C'était des larmes, des toutes petites larmes qui coulaient bien sagement sur mes joues ce soir là. C'était la fin. En remettant toutes ces choses à leur place dans cet endroit quasi-désert, c'était un peu comme ranger bien soigneusement tous les souvenirs de ces années passées dans un coins de ma tête. Il le fallait. Il faisait beau, chaud et le soleil tardait à se coucher ce soir là. Je me souviens qu'après les rires, les cris il y eut un silence et puis plus rien. Voir cet endroit presque vide c'était comprendre que quelque chose allait changer. Voir cet endroit presque vide c'était affronter un truc qui faisait drôlement peur. C'était admettre malgré moi qu'une page était sur le point de se tourner. C'était devenir spectateur de sa vie l'espace d'un court instant. Je crois qu'au fond je n'étais pas encore prête à voir arriver ce soir là. Des beaux souvenirs de mes années lycée j'en ai des milliers et des milliers et pourtant malgré toute attente c'est à celui-là que je pense le plus souvent, à ce soir là. Peut-être parce que se devait être le dernier. Sûrement parce que c'était avec Toi. Je me force à sourire en repensant à tout ça pourtant aujourd'hui le c½ur n'y est plus vraiment. Tu sais, si les choses ont changés depuis ce soir là je sais que j'ai changé avec elles et tu vois c'était toutes les choses comme ça qui étaient loin de me préoccuper ce soir là. Ce soir là, c'était le jour de la dernière épreuve du bac un mercredi je crois. Ce soir là, c'était la dernière fois que l'on était tous réunis et on s'en foutait pas mal. Ce soir là, on a démonté tous ensembles une dernière fois ce décor qui était un peu chez nous et ce soir là en voyant les costumes étaler au sol j'ai compris que rien ne serait plus pareil désormais. J'ai eu mal ce soir là, j'ai ris ce soir là, je me suis souvenue ce soir là, j'ai aimé ce soir là, j'ai voulu oublier ce soir là et finalement j'ai gardé ce soir là comme la plus belle des fins. Des soirs comme celui-là il n'y en aura plus et c'est ce qui fait qu'il est devenu si spécial à mes yeux. Ce soir là j'y repense parfois et tout comme ce soir là des larmes, des toutes petites larmes coulent bien sagement sur mes joues.
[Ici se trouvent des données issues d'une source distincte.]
PR #365, opened 2025-01-06
add ingest-transaction-blq topic

victoria-yining-huang:


topics/ingest-transactions-blq.yaml
```diff
@@ -0,0 +1,17 @@
...
+description: Backlog queue for ingest-transactions
+services:
+  producers:
+    - getsentry/sentry
+  consumers: []
+schemas:
+  - version: 1
+    compatibility_mode: none
+    type: json
+    resource: any.json
```
lynnagara, line 11: schema should match the transactions topic, not "any"

lynnagara (commented):
1. the schema and configuration of the topic should be the same as ingest-transactions
2. `blq` is a pretty unintuitive name for me - i don't think it's a self-explanatory acronym. can we call it backlogged or something?

victoria-yining-huang:
@lynnagara addressed your comments

PR #370, opened 2025-01-20
Improve support for protocol buffer topics in rust library

markstory:
When adding support for protocol buffer support for topic schema in #344 I only implemented python support. These changes add similar support for the rust library.

Because we effectively need to look up protobuf generated code at runtime, I expanded the scope of `build.rs` to generate `PROTOS`, which is similar to `EXAMPLES` and `TOPICS`. In order to appease the compiler, I needed to use `Box<dyn Any>` and `.downcast` into the specific structure that the consuming application needs. Obviously this parse/validate logic requires having `sentry-protos` available expanding the dependencies of this project, which could spill into consuming applications as well.

### DIFF
--- a/.github/workflows/ci.yml
+++ b/.github/workflows/ci.yml
@@ -116,6 +116,8 @@ jobs:
     steps:
       - uses: actions/checkout@v2
         name: Checkout code
+      - name: Install protoc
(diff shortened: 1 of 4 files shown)


evanh (approved):
LGTM. Not sure if there is a cleaner way to do this.

PR #371, opened 2025-01-22
[WIP] chore(sourcemaps): Update stackframe kafka schema

jangjodi:
Update StackFrame kafka schema to include `data.symbolicated`
[this](https://github.com/getsentry/sentry/blob/7b0d88de1d85955cb9971392be9986ddd05f8ee1/src/sentry/lang/javascript/processing.py#L55-L64) is the data from the sentry side

### DIFF
--- a/schemas/events.v1.schema.json
+++ b/schemas/events.v1.schema.json
@@ -622,6 +622,13 @@
         }
       }
     },
+    "StackFrameMetadata": {
+      "default": null,
+      "type": ["object", "null"],
+      "additionalProperties": {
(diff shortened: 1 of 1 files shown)


yuvmen:
This PR was previoulsy opened by Jodi who has since left, we ended up not carrying the symbolicated value on each frame but instead have a top level flag for the information we want. We calculate this flag in sentry and so on the Kafka message only this flag will be carried onward, this is done in this PR instead:
https://github.com/getsentry/sentry-kafka-schemas/pull/396

PR #372, opened 2025-01-22
fill out type for MonitorCheckIn.payload

asottile-sentry:


asottile-sentry:
to fix these mypy errors:
```
src/sentry/monitors/consumers/monitor_consumer.py:984: error: Argument 1 to "loads" has incompatible type "str | int | float | dict[str, Any] | list[Any] | None"; expected "str | bytes"  [arg-type]
src/sentry/monitors/consumers/monitor_consumer.py:1002: error: Generator has incompatible item type "datetime | None"; expected "datetime"  [misc]
src/sentry/monitors/consumers/monitor_consumer.py:1036: error: Argument 1 to "loads" has incompatible type "str | int | float | dict[str, Any] | list[Any] | None"; expected "str | bytes"  [arg-type]
```

JoshFerge (approved):

asottile-sentry:
apparently we send along bytes in msgpack -- which results in something which is impossible to validate with jsonschema (since `string` doesn't allow `bytes` which makes sense)

going to see if I can convert in relay to string and then revert the revert after reverting this

PR #380, opened 2025-02-07
Creating the events backlog topic

kneeyo1:
This creates the errors/events backlog topic for kafka router. This does so in all regions.

### DIFF
--- a/topics/ingest-events-backlog.yaml
+++ b/topics/ingest-events-backlog.yaml
@@ -1,0 +1,17 @@
+Pipeline: errors
+description: Backlog queue for ingest-events
+services:
+  producers:
+    - getsentry/sentry
+  consumers: []
+schemas:
+  - version: 1
+    compatibility_mode: none
+    type: msgpack
+    resource: ingest-events.v1.schema.json
+    examples:
+      - ingest-events/1/
+topic_creation_config:
+  compression.type: lz4
+  retention.ms: "604800000" # 7 days
+  max.message.bytes: "10000000"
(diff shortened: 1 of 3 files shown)


topics/ingest-events-backlog.yaml
```diff
@@ -0,0 +1,17 @@
+Pipeline: errors
+description: Backlog queue for ingest-events
+services:
+  producers:
+    - getsentry/sentry
+  consumers: []
```
lynnagara, line 6: there should be a consuming service here right?

topics/ingest-events-backlog.yaml
```diff
@@ -0,0 +1,17 @@
...
+schemas:
+  - version: 1
+    compatibility_mode: none
+    type: msgpack
+    resource: ingest-events.v1.schema.json
+    examples:
+      - ingest-events/1/
+topic_creation_config:
+  compression.type: lz4
+  retention.ms: "604800000" # 7 days
```
lynnagara, line 16: are we standardising on 7 days for all backlog topics? that may increase the required disk for the cluster a bit. if so, we can probably add a test to this repo that any topic ending in `-backlog` must have 7 day retention

kneeyo1: 7 day retention is taken from DLQ, we haven't really discussed what we should have this be, maybe we should match it with its primary topic?

topics/ingest-events-backlog.yaml
kneeyo1: There wasn't one defined for the transactions backlog topic. But we can define it for both.

topics/ingest-events-backlog.yaml
lynnagara: Primary topic retention seems ok to me - it essentially matches the status quo.

lynnagara (approved):

PR #384, opened 2025-02-14
fix incorrect pipeline annotations

lynnagara:
we found these bugs when using this data to generate initial cluster assignments for itty-bitty


cmanallen (approved):
Approved for replay changes.  But the others look fine as well :D

PR #386, opened 2025-02-14
feat(uptime): Add additional "incident_status" to snuba results

evanpurkhiser:


schemas/snuba-uptime-results.v1.schema.json
```diff
@@ -27,6 +27,10 @@
     "environment": {
       "type": "string",
       "description": "The environment associated with this check"
+    },
+    "in_incident": {
+      "type": "boolean",
+      "description": "Indicates this results is part of a detected incident"
```
wedamija, line 33: Wondering if it makes sense for this to be an int so that we have flexibility if we want to label things differently later?

wedamija (approved):

wedamija (approved):

PR #389, opened 2025-03-05
fix(spans): Align the spans topics with reality

jan-auer:
Various fixes to the `ingest-spans`, `buffered-segments`, and `snuba-spans`
schema definitions:

- Remove `_metrics_summary`, as this is no longer produced and supported
- Make `parent_span_id` and `segment_id` optional everywhere
- Remove `exclusive_time_ms` from `ingest-spans` and `buffered-segments`
- Remove `is_segment` and `segment_id` from `ingest-spans`

Also exposes `SegmentSpan` as named type from `buffered-segments` for the consumer

### DIFF
--- a/schemas/snuba-spans.v1.schema.json
+++ b/schemas/snuba-spans.v1.schema.json
@@ -26,11 +26,11 @@
           "description": "The span ID is a unique identifier for a span within a trace. It is an 8 byte hexadecimal string."
         },
         "parent_span_id": {
-          "type": "string",
+          "type": ["string", "null"],
           "description": "The parent span ID is the ID of the span that caused this span. It is an 8 byte hexadecimal string."
         },
         "segment_id": {
-          "type": "string",
+          "type": ["string", "null"],
           "description": "The segment ID is a unique identifier for a segment within a trace. It is an 8 byte hexadecimal string."
         },
         "profile_id": {
@@ -93,12 +93,6 @@
         },
         "data": {
           "$ref": "#/definitions/Data"
-        },
-        "_metrics_summary": {
-          "type": "object",
-          "additionalProperties": {
-            "$ref": "#/definitions/MetricsSummary"
-          }
         }
       },
       "required": [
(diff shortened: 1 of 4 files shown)


kylemumma (commented):
* What are these files? Are these schema definitions for what data looks like on a kafka topic?
* What is the difference between the 3: buffered_segment, ingest-spans, and snuba-spans? The only topic I am familiar with is the snuba-spans topic that snuba consumes spans off of.

jan-auer:
> * What are these files? Are these schema definitions for what data looks like on a kafka topic?

These files define minimum requirements for valid data on the topics required by the consuming side. The schema can be enforced in consumers. I'm not sure if Snuba uses them, at least Sentry does. @untitaker may have more information on that.

> * What is the difference between the 3: buffered_segment, ingest-spans, and snuba-spans? The only topic I am familiar with is the snuba-spans topic that snuba consumes spans off of.

`snuba-spans` is the only topic we use in production today. Relay produces and Snuba consumes. We're preparing a change in the pipeline that introduces two more intermediate steps, hence the new topics:
- Relay produces to `ingest-spans` and the trace buffer in Sentry consumes.
- The trace buffer produces to `buffered-segments` and a segment processor consumes.
- The segment consumer produces to `snuba-spans`, which Snuba/EAP consume from. 

There are differences between these topics, as each of the pipeline steps adds more attributes to the spans. From Snuba's perspective nothing changes, as Snuba will still consume the same payloads from `snuba-spans`. 

The reason for the change in this schema is that it was incorrect. Specifically, `parent_span_id` and `segment_id` can be `null`. My understanding is that the Snuba consumer already handles this case, as Relay can produce such values, but I'd ask for confirmation on that.

schemas/snuba-spans.v1.schema.json
```diff
@@ -93,12 +93,6 @@
         },
         "data": {
           "$ref": "#/definitions/Data"
-        },
-        "_metrics_summary": {
-          "type": "object",
-          "additionalProperties": {
-            "$ref": "#/definitions/MetricsSummary"
-          }
```
kylemumma, line 101: why is this removed?

schemas/snuba-spans.v1.schema.json
```diff
@@ -209,35 +203,6 @@
...
-        "count": {
-          "type": "number"
-        },
-        "tags": {
-          "type": "object",
-          "additionalProperties": {
-            "type": "string"
-          }
-        }
-      }
```
kylemumma, line 240: why are these removed?

kylemumma (commented):
The change to snuba-spans to allow parent_span_id and segment_id to be null should be safe for snuba consumers because they already handle the null case for these fields. https://github.com/getsentry/snuba/blob/b6f874b16bc533ae233ebfac39110c3d473bc907/rust_snuba/src/processors/spans.rs#L39-L62

schemas/snuba-spans.v1.schema.json
jan-auer: See the PR description - metrics summaries do not exist anymore and will not come back.

Dav1dde (approved):

PR #390, opened 2025-03-12
feat(eap): Add schema for snuba-items

phacops:


untitaker (approved):

volokluev:
Since it's a new topic, wanna define it as protobuf instead of json schema? save us some parsing logic and make things more uniform

k-fish:
Does Relay support sending protobuf to kafka?

schemas/snuba-items.v1.schema.json
```diff
@@ -0,0 +1,60 @@
...
+    "item_id": {
+      "$ref": "#/definitions/UInt"
+    },
+    "item_type": {
+      "type": "integer",
+      "enum": [1, 2, 3]
+    },
+    "attributes": {
+      "$ref": "#/definitions/Attributes"
+    },
```
k-fish, line 24: Do we want to use OTel-ish attribute objects (similar to [ourlogs](https://github.com/getsentry/sentry-kafka-schemas/blob/746ca5aa685f0d64cf7e553f8221196d8cbebd76/schemas/snuba-ourlogs.v1.schema.json#L49-L72) ) or a simple KV? 

I suppose if we do protobuf we don't need to worry about typing w/ json as much

phacops:
> ^ Does Relay support sending protobuf to kafka?

We would have to build a `TraceItem` struct and then send bytes over to Kafka. So, it's "supported" with a bit of elbow grease.

volokluev (approved):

J'y pense aussi à ce soir. Certes, j'essaie de ne plus y penser, mais j'y pense. Bizarre, dès que tu as dit ce soir là, je savais exactement de quel soir tu parlais. On était les dernières à partir. On était dehors. On est rentré, pour ramener les tables et les chaises. Et là... comme un gros silence. On ne s'en était pas apercu. C'était vide. Non, c'est sur, il y avait le petit bordel qui reste tjrs quand s'est presque fini... Quelques costumes qui trainent... Le pont d'éclairage. On aide à ranger, mais on le fait lentement... Parce qu'on sait que quand on aura fini, ce sera fini. Quand on aura fini, on fermera la porte derrière nous, et on y rentrera plus jamais. Pour moi en tout cas. Toi t'y es retourné, mais ce n'était plus pareil. En fermant cette porte, on y a laissé quelque chose. Ce quelque chose qui semblait faire de nous ce que l'on était à l'époque. Je savais que tout allait changer, mais j'esperai tellement pouvoir y retourner et faire comme si rien n'avait changé.
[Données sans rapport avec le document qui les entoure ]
PR #417, opened 2025-06-23
feat(launchpad): Create new kafka schema for launchpad

NicoHinderling:
as suggested here: https://github.com/getsentry/launchpad/pull/16/files#r2162329983


topics/preprod-artifact-upload.yaml
```diff
@@ -0,0 +1,18 @@
+pipeline: generic-metrics
```
NicoHinderling, line 1: I'm not sure what this value should be. Can this just be a new value (ex. `preprod-artifact` or something)?

PR #418, opened 2025-06-23
fix(uptime): Refine new fields on the `uptime-results` schema

wedamija:
Due to how we defined some fields in the schema, the code wasn't generated correctly. Also taking the opportunity to skip allowing fields to nullable. Instead, if the field isn't available, it should just not be set, instead of being null. This aligns with sending data to EAP as well, since EAP doesn't support null attributes.

### DIFF
--- a/schemas/uptime-results.v1.schema.json
+++ b/schemas/uptime-results.v1.schema.json
@@ -58,10 +58,37 @@
       },
       "required": ["start_us", "duration_us"]
     },
-    "NullableTiming": {
-      "oneOf": [{ "$ref": "#/definitions/Timing" }, { "type": "null" }]
+    "RequestDurations": {
+      "title": "request_durations",
+      "description": "Durations of each operation in the request",
+      "type": "object",
+      "properties": {
+        "dns_lookup": {
+          "$ref": "#/definitions/Timing",
+          "description": "Total time from request initiation until DNS resolution completes."
+        },
+        "tcp_connection": {
+          "$ref": "#/definitions/Timing",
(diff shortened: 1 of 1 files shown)


wedamija:
> **versions in use:**
> 
> _The following repositories use one of the schemas you are editing. It is recommended to roll out schema changes in small PRs, meaning that if those used versions lag behind the latest, it is probably best to update those services before rolling out your change._
> 
> **latest version:** 1.3.12
> 
> **changes considered breaking**
> **benign changes**
> ⚠️ **This PR contains breaking changes.** Normally you should avoid that and make your consumer backwards-compatible (meaning that updated consumers can still accept old messages). There are a few exceptions:
> 
> * If consumers already require these invariants in practice, and you're
>   just adjusting the JSON schema to reality, ignore this warning.
> * If you know what you are doing, this change could potentially be rolled out
>   to **producers** first, but that's not a flow we support.

These breaking changes can be ignored, we're not sending these fields

schemas/uptime-results.v1.schema.json
```diff
@@ -58,10 +58,37 @@
...
+          "$ref": "#/definitions/Timing",
+          "description": "Time spent on the TLS handshake."
+        },
+        "time_to_first_byte": {
+          "$ref": "#/definitions/Timing",
+          "description": "Time from request start to receiving the first response header byte."
+        },
+        "send_request": {
+          "$ref": "#/definitions/Timing",
+          "description": "Time spent sending the request (per OTEL conventions)."
```
evanpurkhiser, line 84: Should this also say `per OTEL` and drop the conventions?

PR #420, opened 2025-07-14
feat: Add key_id as required field to ingest-spans and buffered-segments

jan-auer:


Dav1dde (approved):
As discussed marking it required is okay, as long as we make sure Relay is released/deployed first.

As optional, it's always 👍

untitaker (approved):

PR #2147, opened 2025-10-11
Add new functions for operating on SPSC buffers

Neverlord:
The new `consume_on` function on consumer resources enables actors to consume items from a consumer resource without turning it into a flow.

The new `produce_on` function on producer resources is the symmetric counterpart to `consume_on`.

These additions allow developers to get a more "direct" way to operate on SPSC buffers whenever flows are not a good fit.

This needs to land in CAF 1.2. Hence, it's still on C++17.

### DIFF
--- a/libcaf_core/caf/async/spsc_buffer.hpp
+++ b/libcaf_core/caf/async/spsc_buffer.hpp
@@ -483,7 +483,7 @@ private:
 
   using on_wakeup_t = shared_callback_ptr<on_wakeup_signature>;
 
-  /// Stores the current state of the consumer.
+  /// Guards access to the state of the consumer.
   mutable std::mutex mtx_;
 
   /// The actor that owns this consumer.
@@ -776,7 +776,7 @@ private:
 
   using on_cancel_t = shared_callback_ptr<on_cancel_signature>;
 
-  /// Stores the current state of the consumer.
+  /// Guards access to the state of the consumer.
   mutable std::mutex mtx_;
 
   /// The actor that owns this consumer.


libcaf_core/caf/async/spsc_buffer.hpp
```diff
@@ -359,6 +367,139 @@ struct resource_ctrl : ref_counted {
...
+    ptr->deref();
+  }
+
+private:
+  using buffer_ptr_t = spsc_buffer_ptr<T>;
+
+  using on_wakeup_t = shared_callback_ptr<on_wakeup_signature>;
+
+  /// Stores the current state of the consumer.
+  mutable std::mutex mtx_;
```
riemass:
```suggestion
  /// Guards access to the state of the consumer.
  mutable std::mutex mtx_;
```

libcaf_core/caf/async/spsc_buffer.test.cpp
```diff
@@ -480,6 +513,170 @@ SCENARIO("consumer resources may be converted to flows only once") {
...
+        auto buf = rd.try_open();
+        require_ne(buf, nullptr);
+        auto con = make_counted<async::mock_consumer>();
+        auto buf_guard = detail::scope_guard([buf]() noexcept {
+#ifdef CAF_ENABLE_EXCEPTIONS
+          try {
+            buf->cancel();
+          } catch (...) {
+            fprintf(stderr, "failed to cancel buffer subscription! %s:%d\n",
+                    __FILE__, __LINE__);
```
riemass, line 659: Why not a `log::test::error(...)` here?

libcaf_core/caf/async/spsc_buffer.hpp
```diff
@@ -443,6 +607,199 @@ class consumer_resource {
...
+
+private:
+  using buffer_ptr_t = spsc_buffer_ptr<T>;
+
+  using on_demand_t = shared_callback_ptr<on_demand_signature>;
+
+  using on_cancel_t = shared_callback_ptr<on_cancel_signature>;
+
+  /// Stores the current state of the consumer.
+  mutable std::mutex mtx_;
```
riemass:
```suggestion
  /// Guards access to the state of the consumer.
  mutable std::mutex mtx_;
```

libcaf_core/caf/async/spsc_buffer.test.cpp
Neverlord: Because this is a `noexcept` block. Our logging functions can throw exceptions.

On pleurait. Personne ne comprennait trop pourquoi je crois. On n'aime pas montrer qu'on pleure, mais là, c'était le dernier de nos soucis. Le petit monde que l'on s'était frabriqué nous mettait à la porte.
Ce soir là, on ne voulait pas fermer la porte. Mais on l'a fait, et ce qu'on y a laissé, on ne le retrouvera jamais.
Ce soir là, c'était la fin. Le début aussi, d'autre chose. Rien de comparable ça c'est sur, mais on savait bien qu'on ne pouvait pas y rester eternellement.
Le premier jour du bac, un lundi. J'étais dans ma voiture, j'allais au lycée en passant par la petite forêt, et tu m'as envoyé un texto à ce moment là. Tu m'as dit : " Ce fameux jour qui te guette depuis le début de ta scolarité est enfin arrivé... C'est comme si tu devenais grand aujourd'hui à 8h pétante... "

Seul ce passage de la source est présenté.